3. The method for anaerobic treatment of kitchen waste according to claim 1, characterized in that: among the mixed bacteria used in the anaerobic treatment, the carbohydrate fermentation bacteria (Syntro phomonas) account for the ratio of the number of effective viable bacteria 50-60%, carbohydrate fermentation bacteria (Alkaliphilus) accounted for 20-30% of effective live bacteria, fat-degrading bacteria (Erysipelotrichia) accounted for 4-10% of effective live bacteria, and Methanosaeta accounted for The ratio of the number of effective viable bacteria is 3-10%, and the ratio of Clostridium paraputrificum to the number of effective viable bacteria is 3-10%.
4. The method for anaerobic treatment of kitchen waste according to claim 1, characterized in that: among the mixed bacteria used in the anaerobic treatment, the carbohydrate fermentation bacteria (Syntro phomonas) account for the ratio of the number of effective viable bacteria 55%, carbohydrate fermentation bacteria (Alkaliphilus) accounted for 25% of the effective number of live bacteria, fat-degrading bacteria (Erysipelotrichia) accounted for 8% of the effective number of live bacteria, Methanosaeta (Methanosaeta) accounted for the number of effective live bacteria ratio is 6%, Clostridium paraputrificum (Clostridium paraputrificum) accounts for 6% of the effective viable bacteria.
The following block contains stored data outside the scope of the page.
PR #6877, opened 2026-08-13
feat(inbox): add a keyboard shortcut for archiving the open notification

tim-smart:
Adds a keyboard shortcut for archiving the notification currently open in the inbox.

## Behaviour

- The default binding is plain `E`, is rebindable, and appears in Settings → Keyboard shortcuts in all four locales.
- It archives from the main inbox and restores while viewing the archive, matching the selected row's existing action.
- Selection advances to the next notification after archiving.
- With no notification open, the key is not consumed.

## Guards

The handler ignores editable targets, IME composition, auto-repeat, events consumed by a nearer handler, and keypresses while a dialog is open.

## Tests

Coverage includes archive, restore, selection advancement, each guard, the no-selection case, and the shortcut definition. `pnpm typecheck`, `pnpm test`, and `pnpm lint` pass.

### DIFF
--- a/packages/core/shortcuts/definitions.test.ts
+++ b/packages/core/shortcuts/definitions.test.ts
@@ -93,6 +93,15 @@ describe("keyboard shortcut definitions", () => {
     expect(action.allowInEditable).toBe(true);
   });
 
+  it("keeps the inbox archive key out of editable controls", () => {
+    const action = SHORTCUT_ACTION_BY_ID.archiveInboxItem;
+    expect(action.defaultShortcut).toEqual(createShortcutChord("E"));
+    // A bare letter is only safe because the inbox handler skips editable
+    // targets. Flipping this flag would archive the open notification while
+    // the user types an "e" into its comment composer.
+    expect(action.allowInEditable).toBe(false);
+  });
+
   it("strictly distinguishes Command and Control on macOS", () => {
     const commandF = createShortcutChord("F", { primary: true });
     const controlF = createShortcutChord("F", { control: true });
--- a/packages/core/shortcuts/definitions.test.ts
+++ b/packages/core/shortcuts/definitions.test.ts
@@ -96,9 +96,6 @@ describe("keyboard shortcut definitions", () => {
   it("keeps the inbox archive key out of editable controls", () => {
     const action = SHORTCUT_ACTION_BY_ID.archiveInboxItem;
     expect(action.defaultShortcut).toEqual(createShortcutChord("E"));
-    // A bare letter is only safe because the inbox handler skips editable
-    // targets. Flipping this flag would archive the open notification while
-    // the user types an "e" into its comment composer.
     expect(action.allowInEditable).toBe(false);
   });
 
--- a/packages/core/shortcuts/definitions.ts
+++ b/packages/core/shortcuts/definitions.ts
@@ -12,6 +12,7 @@ export type ShortcutActionId =
   | "toggleChat"
   | "findInIssue"
   | "openThreadNav"
+  | "archiveInboxItem"
   | "send"
   | "goInbox"
   | "goChat"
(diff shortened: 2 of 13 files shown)


Bohan-J (changes requested):
`E` is the right key for this — it matches Gmail, Superhuman, Linear and Front, so the muscle memory transfers for free, and the repo already has a bare-letter precedent in `createIssue` (`C`). The guard set is thorough (editable targets, IME, auto-repeat, `defaultPrevented`, app modals), all four locales are covered, and the test coverage is genuinely good. Reading the binding through `getShortcut()` at press time rather than subscribing to overrides is a nice touch — rebinding in Settings takes effect immediately.

Two things I'd like addressed before this merges.

## 1. The dialog guard misses Radix popovers, so `E` can archive behind an open menu

`useModalStore.getState().modal` only tracks the app's own modal stack. It does not cover Radix layers — `DropdownMenu`, `Popover`, `Select`, `AlertDialog`.

Concrete repro:

1. Select a notification so the detail pane opens.
2. Open the batch-operations `DropdownMenu` in the inbox header (`packages/views/inbox/components/inbox-page.tsx:443`).
3. Press `e`, expecting menu typeahead.

Radix's menu `onKeyDown` calls `handleTypeaheadSearch` for character keys but only calls `preventDefault()` for `Tab` and the first/last navigation keys — never for plain characters. The menu content is portaled into `document.body`, so the event bubbles to the document listener with `defaultPrevented === false`, `event.target` is a `menuitem` (not editable), and `modal` is null. Result: the notification is archived silently behind the open menu, with no visible feedback.

The same shape applies to the status/assignee dropdowns and any `AlertDialog` in the detail pane, which is the more likely path in practice since that pane is on screen whenever the shortcut is live.

Suggested fix: widen the guard from "an app modal is open" to "some layer owns the keyboard". Either check for an open Radix layer (`document.querySelector('[data-radix-popper-content-wrapper]')`, or a `[data-state="open"]` popper), or invert it and require `event.target` to sit inside the inbox page's own subtree. The second is the more robust of the two, since it also covers any future portal-based surface.

## 2. A bare key that mutates state should give visible feedback

`handleArchive` currently only surfaces a toast on failure — success is completely silent. That's fine for the mouse path, where the click is an unambiguous act, but a single unmodified key makes accidental fires far more likely, and right now nothing on screen confirms what happened.

Please add a confirmation toast on archive. To be clear on scope: **an undo action is not required for this PR** — a plain confirmation is enough here, and undo can be a follow-up.

Two implementation notes:

- **Put the toast inside `handleArchive` / `handleUnarchive`, not in the keydown handler.** That way the row action, the detail pane's archive button, `onDone`, and `E` all behave identically. Putting it in the keyboard branch would produce a "keyboard shows feedback, clicking doesn't" split.
- Nothing new is needed infrastructurally: `sonner`'s `toast` is already imported at `inbox-page.tsx:38`, and `<Toaster />` is mounted without a `position` prop in both `apps/web/app/layout.tsx` and the desktop renderer, so it defaults to bottom-right. Copy will need the four locales.

## Non-blocking

- `actionOnSelectedRef.current` is assigned during render (`inbox-page.tsx:355`). Behaviour is fine today, but writing a ref during render is something React explicitly advises against and the React Compiler will flag. Syncing it in an effect avoids that.
- Discoverability is limited to Settings → Keyboard shortcuts. Showing the chord in the archive button's tooltip and the row action would be cheap.
- `category: "general"` sits a little awkwardly for an inbox-only action — it lists alongside genuinely global actions like search and create-issue. With only `general` and `navigation` available today there's no better bucket, and the description does say "inbox", so this is just a note.
- Worth a follow-up rather than this PR: without `J`/`K` or arrow navigation, `E` only serves a straight top-to-bottom sweep — skipping a notification still sends you back to the mouse. That's exactly why `E` ships alongside `J`/`K` in the products it's borrowed from.

Bohan-J (approved):
Thanks for the quick turnaround — both blocking items are resolved, and the shape you landed is better than what I suggested.

**Popup guard.** `isPortalLayerShortcutTarget()` keys off ARIA roles (`menu` / `dialog` / `alertdialog` / `listbox`) plus the `data-base-ui-inert` marker for modal layers. Matching on roles rather than a library-specific attribute is the more durable choice: it covers the header dropdown, the detail pane's select and popover surfaces, and any future portal-based layer without needing to be revisited. The inert check also catches the case where a modal is open but focus never left the page, which my suggested fix would have missed.

**Confirmation toast.** Putting it in the `onSuccess` of the shared `handleArchive` / `handleUnarchive` is exactly right — the row action, the detail button, `onDone`, and the shortcut all confirm identically, with copy in all four locales.

Also noted you moved the ref assignment into an effect, which clears the render-phase write.

CI is green across all ten checks. Merging now — thanks for the contribution.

5. The method for anaerobic treatment of kitchen waste according to claim 1, characterized in that: in step (2), crushing to a particle size of 1 to 3 cm.
6. The method for anaerobic treatment of kitchen waste according to claim 1, characterized in that: in step (3), the desalination and degreasing treatment is to wash the dehydrated materials with water at 55°C-90°C To remove the salt and grease in the material.
7. The method for anaerobic treatment of kitchen waste according to claim 1, characterized in that: in step (4), the conditions of the anaerobic fermentation treatment include: controlling the fermentation temperature to 40-60°C and the rotating speed to 2 6 revolutions per minute, the air intake per kilogram of solid matter is 3-10m ³ /h, and the fermentation is 10-15 days.
8. The method for anaerobic treatment of kitchen waste according to claim 1, wherein in step (5), the temperature of drying and sterilizing is 120-160°C.